>>>
PR #1380, opened 2020-04-14
Create enum for inboundClusterStatName and outboundClusterStatName

shamsher31:
As per the discussion here https://github.com/istio/istio/pull/22799#discussion_r407593905, we need enum values for `inboundClusterStatName` and `outboundClusterStatName`. This will be helpful for generating possible options that the user can pass when they are trying to set `inboundClusterStatName` and `outboundClusterStatName`.
```
eg: %SERVICE_FQDN%_%SERVICE_PORT% 
```

Note that the `outboundClusterStatName` also includes all the options from `inboundClusterStatName` plus `SUBSET_NAME`.


mesh/v1alpha1/config.proto
```diff
@@ -374,6 +390,15 @@ message MeshConfig {
   // - `%SERVICE%` will use reviews.prod as the stats name.
   string inbound_cluster_stat_name = 44;
```
howardjohn, line 391: I am not sure how this will be used. Its not referenced anywhere in the proto. `inbound_cluster_stat_name` does not take an input like `SERVICE_FQDN` it takes in a string like `foo-%SERVICE_FQDN%`

shamsher31: I agree, From the [docs of MeshConfig](https://preliminary.istio.io/docs/reference/config/istio.mesh.v1alpha1.html#MeshConfig-inbound_cluster_stat_name), as per the supported pattern,  I run the test locally and I can see the following works fine.

```cli
$ istioctl manifest apply --set \
 values.meshConfig.inboundClusterStatName="%SERVICE_FQDN%_%SERVICE_PORT%"
```

shamsher31:
Any feedback from the team.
<<<
What to work on: Give every entry again, exactly as it reads.

Output of the exercise:
PR #1380, opened 2020-04-14
Create enum for inboundClusterStatName and outboundClusterStatName

shamsher31:
As per the discussion here https://github.com/istio/istio/pull/22799#discussion_r407593905, we need enum values for `inboundClusterStatName` and `outboundClusterStatName`. This will be helpful for generating possible options that the user can pass when they are trying to set `inboundClusterStatName` and `outboundClusterStatName`.
```
eg: %SERVICE_FQDN%_%SERVICE_PORT% 
```

Note that the `outboundClusterStatName` also includes all the options from `inboundClusterStatName` plus `SUBSET_NAME`.


mesh/v1alpha1/config.proto
```diff
@@ -374,6 +390,15 @@ message MeshConfig {
   // - `%SERVICE%` will use reviews.prod as the stats name.
   string inbound_cluster_stat_name = 44;
```
howardjohn, line 391: I am not sure how this will be used. Its not referenced anywhere in the proto. `inbound_cluster_stat_name` does not take an input like `SERVICE_FQDN` it takes in a string like `foo-%SERVICE_FQDN%`

shamsher31: I agree, From the [docs of MeshConfig](https://preliminary.istio.io/docs/reference/config/istio.mesh.v1alpha1.html#MeshConfig-inbound_cluster_stat_name), as per the supported pattern,  I run the test locally and I can see the following works fine.

```cli
$ istioctl manifest apply --set \
 values.meshConfig.inboundClusterStatName="%SERVICE_FQDN%_%SERVICE_PORT%"
```

shamsher31:
Any feedback from the team.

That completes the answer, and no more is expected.